§ **WORK INSTRUCTIONS**:
Your answer should be the lines below from the one holding "fix: correctly enable edge images" through the one holding "### Summary", copied exactly and with nothing else.

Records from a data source
PR #1631, opened 2022-09-22
fix: correctly enable edge images

ascorbic:
### Summary

When we changed the logic so that EFs are used by default for middleware, we accidentally chnaged back the logic so that image content negotiation was no longer done with them by default. This PR fixes that, and EFs are used for image content negotiation unless disabled.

§ **RESULT OF THIS EXERCISE**:
fix: correctly enable edge images

ascorbic:
### Summary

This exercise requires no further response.